____ STUDY MATERIAL

PR #537, opened 2019-02-25
Load routes for specific env first

lyrixx:
It's common to add a 'wildcard' route to an application that looks like
a CMS. Usually the route has the following path `/{slug}`.

But with the current routes loading order, the 'dev' routing is loaded
after regular routes. In previous SF versions, dev routing was loaded
first. This PR retores this behavior.

| Q             | A
| ------------- | ---
| License       | MIT

### DIFF
--- a/symfony/framework-bundle/4.2/src/Kernel.php
+++ b/symfony/framework-bundle/4.2/src/Kernel.php
@@ -41,8 +41,8 @@ class Kernel extends BaseKernel
     {
         $confDir = $this->getProjectDir().'/config';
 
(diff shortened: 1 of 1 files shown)


lyrixx:
Should I do this path for 3.3 too?

stof:
> But with the current routes loading order, the 'dev' routing is loaded
> after regular routes. In previous SF versions, dev routing was loaded
> first. This PR retores this behavior.

To be exact, old versions were importing *only* the `routing_dev.yml` file, which was itself responsible for importing the normal file. This allowed loading dev routes both before and after the normal ones.

PR #538, opened 2019-02-26
Default favicon, preventing 404 requests on first startup

SerheyDolgushev:
| Q             | A
| ------------- | ---
| License       | MIT


fabpot:
We did not add a favicon on purpose (especially a Symfony one).

SerheyDolgushev:
Sorry, what is the purpose to not adding that? Maybe an empty one can be used?

Pierstoval:
I think a 404 is fine for the favicon: it reminds you to add your own, instead of relying on the Symfony one that would be visible everywhere.

SerheyDolgushev:
Sorry, so the main reason to not have any favicon is to avoid a bunch of Symfony projects with default favicon?
Maybe empty pixel favicon would be the best solution in this case?
1. It will fix 404 error.
2. There still will be an option to change favicon
3. If favicon is not changed, no default one will be shown.

stof:
But why is avoiding the 404 an advantage ? This 404 reminds you that you need to add a favicon in your project.

glennunipro:
I think it makes sense to ship with a default favicon. If I'm spinning up a bunch of sandbox projects in Symfony or Angular, it's nice to see in the browser which bunch of tabs are for what. I don't see a _downside_ to adding a default favicon.

nicolas-grekas:
It would be fun to have flex generate a random one per project :)

OskarStark:
Yeah like github creates avatars 😃

stof:
@glennunipro I don't see how putting the same favicon in all these sandbox projects would help you identify each tab, as they would get the same.

SerheyDolgushev:
So seems like random favicons is the winner here?

glennunipro:
@stof better than no favicon. Typically I've got a Symfony and Angular app on the go, distinguishing them at the moment is "which one has _no_ favicon?".

stof:
@glennunipro a transparent favicon would be indistinguishable from no favicon.

A symfony favicon is a bad idea: if you forget to change the favicon before deploying your app, there is a very good chance that you would be violating the Symfony trademark: https://symfony.com/trademark

stof:
And a random favicon would be something that cannot be done as a recipe. That would require building it in Flex (or as a separate composer plugin)

OskarStark:
We could use something like lorempixum where only a url is needed

nicolas-grekas:
That would create privacy concerns IMHO.

Pierstoval:
Another problem is that the base favicon must be an `.ico` file, so this needs conversion after download

fabpot:
Let's close as it does not seem to be easy to solve.

PR #540, opened 2019-03-01
Fix getenv() not working with .env.local.php

MisatoTremor:
| Q             | A
| ------------- | ---
| License       | MIT

When dumping the env using Flex 1.2 ``dump-env`` the getenv function does no longer work for these variables.
This is a quick fix just like it is done in ``DotEnv::populate``, but might need further review.


nicolas-grekas:
Sorry but this not have been merged: `putenv` is not thread safe and calling it breaks app on ZTS.

nicolas-grekas:
Reverted in  #571

PR #541, opened 2019-03-01
Documenting the WebpackEncoreBundle caching option

weaverryan:
| Q             | A
| ------------- | ---
| License       | MIT

See symfony/webpack-encore-bundle#12

This is only available in 1.2, but I don't see a good reason to duplicate the recipe - it's an opt-in feature (so it will always be commented-out by default) and even if you, somehow, installed an older version today, you will now be aware of this feature.

Thanks!


Pierstoval:
I suggest to create a new recipe for 1.2 because  ̀composer sync-recipes --force` could be used to reset the recipe, but if the person running the command has only 1.0 or 1.1, they might uncomment this line and end up with errors...

Of course they should upgrade anyway, but IMO this is not the best option to introduce a comment in a version not compatible with this option...

weaverryan:
We'll see what other's think :). If someone runs `sync-recipes --force` and they now have this new comment, that's great! They get to see a new option, with documentation that says that it is available in 1.2 of the bundle.

PR #1316, opened 2024-05-21
[doctrine/doctrine-bundle] Disable automapping when using FWB >= 7.1

nicolas-grekas:
| Q             | A
| ------------- | ---
| License       | MIT
| Doc issue/PR  | -

Follows #1299 and #1302

Possible after https://github.com/symfony/symfony/pull/54720

Use explicit mappings instead, e.g.:
`#[Route('/conference/{id:conference}/{slug:conference}')]`

/cc @bobvandevijver we could now deprecate *enabling* automapping in doctrine-bundle. Up to send a PR doing so?


bobvandevijver (approved):
I will look into the mentioned PR for the doctrine bundle 👍🏻

yceruto (approved):

fabpot (approved):

PR #1324, opened 2024-07-03
Check for existence of vendor directory for better error message

94noni:
| Q             | A
| ------------- | ---
| License       | MIT
| Doc issue/PR  | .

replicates https://github.com/symfony/recipes/pull/1301 for the web entry point
I came across this on a recent project I boot up, inside `bin/console` but not `public/index`

please feel free to close if it is not relevant

### DIFF
--- a/symfony/framework-bundle/7.2/public/index.php
+++ b/symfony/framework-bundle/7.2/public/index.php
@@ -10,7 +10,9 @@ if (!is_file(dirname(__DIR__).'/vendor/autoload_runtime.php')) {
     throw new LogicException('Symfony Runtime is missing. Try running "composer require symfony/runtime".');
 }
 
-require_once dirname(__DIR__).'/vendor/autoload_runtime.php';
+if (false === include dirname(__DIR__).'/vendor/autoload_runtime.php') {
+    throw new LogicException('Symfony Runtime is missing. Try running "composer require symfony/runtime".');
+}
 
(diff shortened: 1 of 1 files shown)


symfony/framework-bundle/7.2/public/index.php
```diff
@@ -2,6 +2,14 @@
...
 
+if (!is_dir(dirname(__DIR__).'/vendor')) {
+    throw new LogicException('Dependencies are missing. Try running "composer install".');
+}
+
+if (!is_file(dirname(__DIR__).'/vendor/autoload_runtime.php')) {
+    throw new LogicException('Symfony Runtime is missing. Try running "composer require symfony/runtime".');
+}
+
 require_once dirname(__DIR__).'/vendor/autoload_runtime.php';
```
nicolas-grekas, line 13: I'd rather go with less calls on the hotpath, maybe something to sync with the console script?
```suggestion
if (false === include dirname(__DIR__).'/vendor/autoload_runtime.php') {
    throw new LogicException('Symfony Runtime is missing. Try running "composer require symfony/runtime".');
}
```

94noni: I applied your suggestion here

but I am unsure to understand your second part of the comment : `maybe something to sync with the console script?`
may I ask you to explicit a bit more please ?

PR #1326, opened 2024-07-08
[Notifier] Enable auto-configuration for the `GoIP` bridge

ahmedghanem00:
| Q             | A
| ------------- | ---
| License       | MIT
| Doc issue/PR  |

This has been forgotten to be set/enabled when the recipe was introduced for the first time.

### DIFF
--- a/symfony/go-ip-notifier/6.4/manifest.json
+++ b/symfony/go-ip-notifier/6.4/manifest.json
@@ -1,4 +1,13 @@
 {
+    "add-lines": [
+        {
+            "file": "config/packages/notifier.yaml",
+            "position": "after_target",
+            "warn_if_missing": true,
+            "target": "        texter_transports:",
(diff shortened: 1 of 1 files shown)


OskarStark (approved):

ahmedghanem00:
@OskarStark Thanks for the review. It's notable also that since this package was renamed last year from the old name `goip-notifier` to the new name `go-ip-notifier`, the old name is still present on Packagist [here](https://packagist.org/packages/symfony/goip-notifier) ​​and the package can only be downloaded/installed via this old name.

This also makes the package recipe here not work correctly because Flex assumes the new name 😞. So, someone with proper access to Packagist may do the renaming there as well? (abandon the package with the old name and then re-publish it again under the new name)

OskarStark:
friendly ping @fabpot

fabpot (approved):

PR #1331, opened 2024-07-30
Introduce APP_CACHE_POOLS_DIR to ease splitting app from system pools

nicolas-grekas:
| Q             | A
| ------------- | ---
| License       | MIT
| Doc issue/PR  | -

So that splitting app from system pools becomes just a matter of setting an env var.


nicolas-grekas:
I forgot that we already split var/cache/prod/pools/system from var/cache/prod/pools/app so that it's just a mounting option away.

PR #1333, opened 2024-08-19
[symfony/framework-bundle/7.0 & 7.2] Add imports for services.yaml wi…

Arkemlar:
…th some comments for clarification

| Q             | A
| ------------- | ---
| License       | MIT
| Doc issue/PR  | .

This is tiny change for `config/services.yaml` file. I lost hours trying to understand how to use multiple service files correctly and everything I needed to know is the import order. Now it sounds obvious for me, but lots of stackoverflow questions shows that I am not the only one stuck on that. So I added some comments for imports statement to services.yaml. Hope it helps others to save time.

### DIFF
--- a/symfony/framework-bundle/7.0/config/services.yaml
+++ b/symfony/framework-bundle/7.0/config/services.yaml
@@ -1,6 +1,12 @@
 # This file is the entry point to configure your own services.
 # Files in the packages/ subdirectory configure your dependencies.
 
+# There comes imported service files, if you would like to split config to multiple files.
+# Symfony loads first the imported files and then it processes the parameters and services defined in this file itself.
+# Duplicating services will be overridden and last config wins.
+# https://symfony.com/doc/current/service_container/import.html
+imports:
+
 # Put parameters here that don't need to change on each machine where the app is deployed
 # https://symfony.com/doc/current/best_practices.html#use-parameters-for-application-configuration
 parameters:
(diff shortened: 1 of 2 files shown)


Arkemlar:
Hmm, can someone review and approve please?

94noni:
what about add this in the doc instead ? could be more valuable (if not already done, or written differently )

Arkemlar:
@94noni I think, there are lower chances to miss it if we place it in file.

Arkemlar:
@nicolas-grekas @stof guys, could you please review this PR and approve if it's fine?

symfony/framework-bundle/7.0/config/services.yaml
```diff
@@ -1,6 +1,12 @@
 # This file is the entry point to configure your own services.
 # Files in the packages/ subdirectory configure your dependencies.
 
+# There comes imported service files, if you would like to split config to multiple files.
```
fabpot, line 4:
```suggestion
# Import additional files that should be processed before this file.
```

symfony/framework-bundle/7.0/config/services.yaml
```diff
@@ -1,6 +1,12 @@
...
+# Symfony loads first the imported files and then it processes the parameters and services defined in this file itself.
+# Duplicating services will be overridden and last config wins.
```
fabpot, line 6: Let's remove these two lines as one can read the docs at this point.

fabpot (changes requested):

________

WORK TO BE COMPLETED> Lines of the listing above that hold the string "retores" should each be copied.

EXERCISE SOLUTION>
first. This PR retores this behavior.
> first. This PR retores this behavior.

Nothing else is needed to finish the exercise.